If there’s anything deeper to be found behind Robbie’s “painfully blue eyes,” as I suspect there might be much of, Cohen didn’t seem to bother to look for it. He didn’t seem all that interested in those matters… but he did make sure to ask about that two-year-old graphic sex scene.
Meanwhile, as if women in Hollywood don’t have enough spiked walls to scale—backwards and in heels, to extend Ginger Rogers’s pointedly perfect metaphor—they sometimes have to suffer the added indignity of spending an entire movie floating on the ocean half-naked while being menaced by sharks.
Blake Lively, who is plenty problematic in her own right, nonetheless doesn’t deserve the treatment she got in her latest notice in The New York Times, a film review of The Shallows entitled “How I Learned to Tolerate Blake Lively.” In it, critic Wesley Morris speeds through four paragraphs before revealing that he thought The Shallows was a Kate Hudson vehicle and was summarily disappointed by said misunderstanding. Imagine being Blake Lively and reading a review for a movie that literally stars just you, a CG shark, and a trained seagull—only to have half your NYT review dedicated to someone else.
“But, as it turns out, I can’t tell you how much I enjoyed the movie about Kate Hudson and the shark because, less than four minutes into ‘The Shallows,’ I realized that Kate Hudson wasn’t in it. Really, it’s worse than that. It’s a Kate Hudson movie that actually stars Blake Lively.”
“[Her] acting hasn’t yet caught up to her algorithm-generated beauty,” Morris continues, with a superficiality reminiscent of Stephen Marche’s infamous 2013 Megan Fox Esquire cover. “Alas, there may be no algorithmic solution for that.”
One glaring (and fixable!) factor in this trend of vaguely lecherous, sketchy filmbro culture: Hire more women writers and editors to represent a more accurate diversity of opinions, analysis, context. It’s a problem on the other side of the coin that Meryl Streep illuminated last fall after launching her own private probe into the film critics who contribute to review aggregator Rotten Tomatoes.

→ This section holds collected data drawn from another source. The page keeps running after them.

PR #140, opened 2024-08-02
VAULT-29012 - Create HVS integrations

mercedesbh:
This PR adds the create command for hvs apps for ticket https://hashicorp.atlassian.net/browse/VAULT-29012

### How I've tested this PR:

1. Checkout this branch
2. Run `make go/build`
3. Create an integration `./bin/hcp vault-secrets integrations create {INTEGRATION_NAME} --config-file "/path/to/file/config.yaml"`

Config file `integration-config.yaml`
Screenshot 2024-08-02 at 3 59 45 PM
Screenshot 2024-08-02 at 3 59 17 PM

### Checklist:

### DIFF
--- a/internal/commands/vaultsecrets/integrations/create.go
+++ b/internal/commands/vaultsecrets/integrations/create.go
@@ -6,9 +6,14 @@ package integrations
 import (
 	"context"
 	"fmt"
-	"github.com/hashicorp/hcp-sdk-go/clients/cloud-vault-secrets/preview/2023-11-28/models"
+	"os"
+	"slices"
+
+	"golang.org/x/exp/maps"
+	"gopkg.in/yaml.v3"
 
 	preview_secret_service "github.com/hashicorp/hcp-sdk-go/clients/cloud-vault-secrets/preview/2023-11-28/client/secret_service"
+	preview_models "github.com/hashicorp/hcp-sdk-go/clients/cloud-vault-secrets/preview/2023-11-28/models"
 	"github.com/hashicorp/hcp-sdk-go/clients/cloud-vault-secrets/stable/2023-06-13/client/secret_service"
 	"github.com/hashicorp/hcp/internal/pkg/cmd"
 	"github.com/hashicorp/hcp/internal/pkg/flagvalue"
@@ -16,8 +21,6 @@ import (
 	"github.com/hashicorp/hcp/internal/pkg/heredoc"
 	"github.com/hashicorp/hcp/internal/pkg/iostreams"
 	"github.com/hashicorp/hcp/internal/pkg/profile"
-	"gopkg.in/yaml.v3"
-	"os"
 )
 
 type CreateOpts struct {
@@ -72,6 +75,7 @@ func NewCmdCreate(ctx *cmd.Context, runF func(*CreateOpts) error) *cmd.Command {
 					DisplayValue: "CONFIG_FILE",
 					Description:  "File path to read integration config data.",
 					Value:        flagvalue.Simple("", &opts.ConfigFilePath),
+					Required:     true,
 				},
 			},
 		},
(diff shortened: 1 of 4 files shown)


internal/commands/vaultsecrets/integrations/create.go
```diff
@@ -0,0 +1,248 @@
...
+	case Twilio:
+		missingField := validateDetails(i.Details, TwilioKeys)
+
+		if missingField != "" {
+			return fmt.Errorf("missing required field in the config file: %s", missingField)
+		}
+
+		body := &preview_models.SecretServiceCreateTwilioIntegrationBody{
+			Name:               opts.IntegrationName,
+			TwilioAccountSid:   i.Details["account_sid"],
```
pmmukh, line 131: thoughts on doing `TwilioKeys[0]` etc. for these fields, instead of `account_sid`? and similarly for the others

internal/commands/vaultsecrets/integrations/create.go
```diff
@@ -0,0 +1,248 @@
...
+			ProjectID:      opts.Profile.ProjectID,
+			OrganizationID: opts.Profile.OrganizationID,
+			Body:           body,
+		}, nil)
+
+		if err != nil {
+			return fmt.Errorf("failed to create Twilio integration: %w", err)
+		}
+
+		fmt.Fprintln(opts.IO.Err())
```
pmmukh, line 147: thoughts on moving  these 2 fmt.Fprint lines out of the switch cases and before the return? since it can also be done with opts.IntegrationName, and should reduce lines a bit

internal/commands/vaultsecrets/integrations/create.go
```diff
@@ -0,0 +1,248 @@
...
+		fmt.Fprintf(opts.IO.Err(), "%s Successfully created integration with name %q\n", opts.IO.ColorScheme().SuccessIcon(), resp.Payload.Integration.Name)
+	}
+
+	return nil
+}
+
+func validateDetails(details map[string]string, requiredKeys []string) string {
```
pmmukh, line 239: thoughts on returning an array here with all missing keys?

internal/commands/vaultsecrets/integrations/create_test.go
```diff
@@ -0,0 +1,190 @@
...
+
+			r.Zero(code, io.Error.String())
+			r.NotNil(gotOpts)
+			r.Equal(c.Expect.IntegrationName, gotOpts.IntegrationName)
+			r.Equal(c.Expect.ConfigFilePath, gotOpts.ConfigFilePath)
+		})
+	}
+}
+
+func TestCreateRun(t *testing.T) {
```
pmmukh, line 101: this looks like a twilio specific test, so maybe a rename to `TestCreateTwilioRun` might make sense?

pmmukh (commented):
looking great!!

internal/commands/vaultsecrets/integrations/create.go
mercedesbh: Great suggestion!
Screenshot 2024-08-13 at 5 11 20 PM

internal/commands/vaultsecrets/integrations/create.go
mercedesbh: Hmmm, that's a good point. I'll include 2 other providers in the test cases.

internal/commands/vaultsecrets/integrations/create_test.go
mercedesbh: Hmmm, that's a good point. I'll include 2 other providers in the test cases.

pmmukh: thanks!!

PR #141, opened 2024-08-07
VAULT-29260 - Create rotating secrets

mercedesbh:
This PR edits the secrets create command for hvs rotating secrets for ticket https://hashicorp.atlassian.net/browse/VAULT-29260

### How I've tested this PR:

1. Checkout this branch
2. Run `make go/build`
3. Create a rotating secret `./bin/hcp vault-secrets secrets create {SECRET_NAME} --secret-type rotating --data-file "/path/to/file/config.yaml"`

Example config file:
```
type: "twilio"
rotation_integration_name: "Twil-Int-4"
details:
  rotation_policy_name: "60"
```

Screenshot 2024-08-16 at 3 11 26 PM

### Checklist:

### DIFF
--- a/internal/commands/vaultsecrets/secrets/create.go
+++ b/internal/commands/vaultsecrets/secrets/create.go
@@ -7,15 +7,17 @@ import (
 	"context"
 	"errors"
 	"fmt"
-	"github.com/hashicorp/hcp/internal/commands/vaultsecrets/integrations"
-	"github.com/mitchellh/mapstructure"
-	"gopkg.in/yaml.v3"
 	"io"
 	"os"
+
+	"github.com/mitchellh/mapstructure"
+	"github.com/posener/complete"
+	"gopkg.in/yaml.v3"
 
 	preview_secret_service "github.com/hashicorp/hcp-sdk-go/clients/cloud-vault-secrets/preview/2023-11-28/client/secret_service"
 	preview_models "github.com/hashicorp/hcp-sdk-go/clients/cloud-vault-secrets/preview/2023-11-28/models"
 	"github.com/hashicorp/hcp-sdk-go/clients/cloud-vault-secrets/stable/2023-06-13/client/secret_service"
+	"github.com/hashicorp/hcp/internal/commands/vaultsecrets/integrations"
 	"github.com/hashicorp/hcp/internal/commands/vaultsecrets/secrets/appname"
 	"github.com/hashicorp/hcp/internal/pkg/cmd"
 	"github.com/hashicorp/hcp/internal/pkg/flagvalue"
@@ -23,7 +25,6 @@ import (
 	"github.com/hashicorp/hcp/internal/pkg/heredoc"
 	"github.com/hashicorp/hcp/internal/pkg/iostreams"
 	"github.com/hashicorp/hcp/internal/pkg/profile"
-	"github.com/posener/complete"
 )
 
 type SecretType string
--- a/internal/commands/vaultsecrets/secrets/create.go
+++ b/internal/commands/vaultsecrets/secrets/create.go
@@ -202,10 +202,10 @@ func createRun(opts *CreateOpts) error {
 
 		switch sc.Type {
 		case integrations.Twilio:
-			missingField := validateDetails(sc.Details, TwilioKeys)
+			missingFields := validateDetails(sc.Details, TwilioKeys)
 
-			if missingField != "" {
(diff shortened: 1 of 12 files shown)


internal/commands/vaultsecrets/secrets/create.go
```diff
@@ -98,35 +120,177 @@ type CreateOpts struct {
...
+}
+
+type MongoDBScope struct {
+	Name string `mapstructure:"type"`
+	Type string `mapstructure:"name"`
+}
+
+var (
+	TwilioKeys = []string{"rotation_policy_name"}
+	MongoKeys  = []string{"rotation_policy_name", "mongodb_group_id"}
```
averche, line 148: rotation_policy_name should be required for all rotating secrets (just like `rotation_integration_name`

For MongoDB, roles is also required

internal/commands/vaultsecrets/secrets/create_test.go
```diff
@@ -45,12 +50,21 @@ func TestNewCmdCreate(t *testing.T) {
...
 			Profile: testProfile,
 			Args:    []string{},
-			Error:   "ERROR: accepts 1 arg(s), received 0",
+			Error:   "ERROR: missing required flag: --data-file=DATA_FILE_PATH",
 		},
 		{
 			Name:    "Good: Secret name arg specified",
 			Profile: testProfile,
-			Args:    []string{"test"},
+			Args:    []string{"test", "--data-file=DATA_FILE_PATH"},
```
averche, line 58: Could you please show an example of what a data file for Twilio/MongoDB would look like (probably worth adding it to the PR description and maybe the documentation in another PR).

averche, line 58: Curious if this also supports [heredoc](https://en.wikipedia.org/wiki/Here_document) input

dhuckins: +1

dhuckins (commented):
lgtm! think @averche covered everything

internal/commands/vaultsecrets/secrets/create.go
mercedesbh: `rotation_integration_name` is added here for these two separately because the `SecretConfig` is shared w/ dynamic secrets as well, which [don't have `rotation_integration_name`](https://github.com/hashicorp/hcp/pull/143/files#diff-7f92b17a95650abeca3ec432e8bcf6859f19709d1bdb6b3687fb5d704940a4ecR146-R150). I could see an argument for making a separating the two though.

averche: Gotcha, it's not a big deal then. If any required parameter is missing, the request will be rejected by server side validation

internal/commands/vaultsecrets/secrets/create_test.go
mercedesbh: I can def look at this as part of Milestone 3 (toward the project's end). That would likely be useful for many

internal/commands/vaultsecrets/secrets/create.go
```diff
@@ -98,35 +120,173 @@ type CreateOpts struct {
...
+}
+
+type MongoDBScope struct {
+	Name string `mapstructure:"type"`
+	Type string `mapstructure:"name"`
+}
+
+var (
+	// There are no Twilio-specific keys
+	MongoKeys = []string{"mongodb_group_id", "mongodb_roles"}
```
averche, line 149: Nit: Maybe call these MongoDBAtlasRequireKeys? (since there are other keys like `mongodb_scopes`)

averche (approved):
LGTM!

internal/commands/vaultsecrets/secrets/create.go
```diff
@@ -67,11 +82,18 @@ func NewCmdCreate(ctx *cmd.Context, runF func(*CreateOpts) error) *cmd.Command {
 					DisplayValue: "DATA_FILE_PATH",
 					Description:  "File path to read secret data from. Set this to '-' to read the secret data from stdin.",
 					Value:        flagvalue.Simple("", &opts.SecretFilePath),
+					Required:     true,
```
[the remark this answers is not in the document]
mercedesbh: Yep, it is. Not sure why it wasn't already marked as required, but even for static credentials the value can't be passed in as plaintext (unlike vlt)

“There are 168 women,” Streep said then. “And I thought that’s absolutely fantastic, and if there were 168 men it would be balanced. If there were 268 men it would be unfair but I would be used to it, if there were 360, if there were 4... actually there are 760 men who weigh in on the Tomatometer.”
Entertainment journalism, like the movie industry it writes about, has been male-dominated for basically as long as it’s existed. So Hollywood’s lady problem isn’t just limited to the disadvantages women face in front of and behind the camera—weeks like this, it bleeds into our own pages and websites, daring us to do better for the Renees, the Margots, and yes, the Blakes out there.